# Smoked Pistachios with Pistachio Shells and Hickory



## kevlar

Well I did my first batch of pistachios after seeing a lot of people on here talking about them. Here is what I did:

I winged the measurements of the ingredients to taste but they included garlic salt, finely chopped and dried parsley, brown sugar, black pepper, onion powder sea salt, about 2 tablespoons of unsalted butter and two cups of water. Melt the butter first in a pan, add the water and the rest of the ingredients. Take off the heat and soaked the nuts for about 30 minutes (just enough so they get soft inside).
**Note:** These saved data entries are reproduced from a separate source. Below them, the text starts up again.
PR #912, opened 2017-12-11
Folder option in ocds-cli tool

yolile:
Adds the option to evaluate a folder of json files and save the validation
results into a result.csv file.


jpmckinney:
Instead of new `--file` and `--folder` options, can the code just test whether the input `file` is a folder (`os.path.isdir()`)? That might avoid the test failures as well.

yolile:
Done!

jpmckinney:
Not sure why coveralls is upset, but tests pass.

README.rst
```diff
@@ -232,12 +232,14 @@ CoVE for OCDS and IATI can be run from the command line. To get a JSON file with
...
 
-    ./ocds-cli --options file-name
+    ./ocds-cli --options
+
 
-``file-name`` can be a JSON or an Excel file.
 
 Options:
 
+``--file-name -file`` can be a JSON or an Excel file or folder.
```
jpmckinney: I think the documentation change here is incorrect. `file-name` is a mandatory argument (like before the changes). It's not an option.

cove_ocds/management/commands/ocds_cli.py
```diff
@@ -30,10 +31,28 @@ def handle(self, file, *args, **options):
             ))
 
         try:
-            result = ocds_json_output(self.output_dir, file, schema_version, convert)
+            if os.path.isdir(file):
```
jpmckinney: The behavior between the file and directory are not the same. A file produces a full `results.json` file, but a directory produces a CSV with only the validation errors.

I would recommend having a directory produce a JSON Lines file (one line of JSON for each file). An external script can read that the JSON Lines file to produce a CSV if that's what's desired.

jpmckinney (changes requested):

yolile:
I made the suggested changes

cove_ocds/management/commands/ocds_cli.py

Then took what shells I had already soaked and wrapped them in foil and added to the smoker. Used some hickory and blasted the nuts with smoke for 2 hours at about 200 degrees. Halfway through I used a sifter and added a light coat of brown sugar, garlic salt and black pepper.


----------



## daddyzaring

I love pistachios, and those look so good.  Feel free to mail some to me. LOL


----------



## smokeguy

They look good.  How were they though?   Better or worse than the original, or just different?


----------



## rdknb

wow that looks great, I will try that next smoke


----------



## scubadoo97

When we eat pistachios I save the shells.  They are great smoke media for the MES.  I have yet to actually smoke the pistachio meat


----------



## alelover

What kind of flavor do you get from the shells? Lord knows I've probably tossed a ton in my day.


----------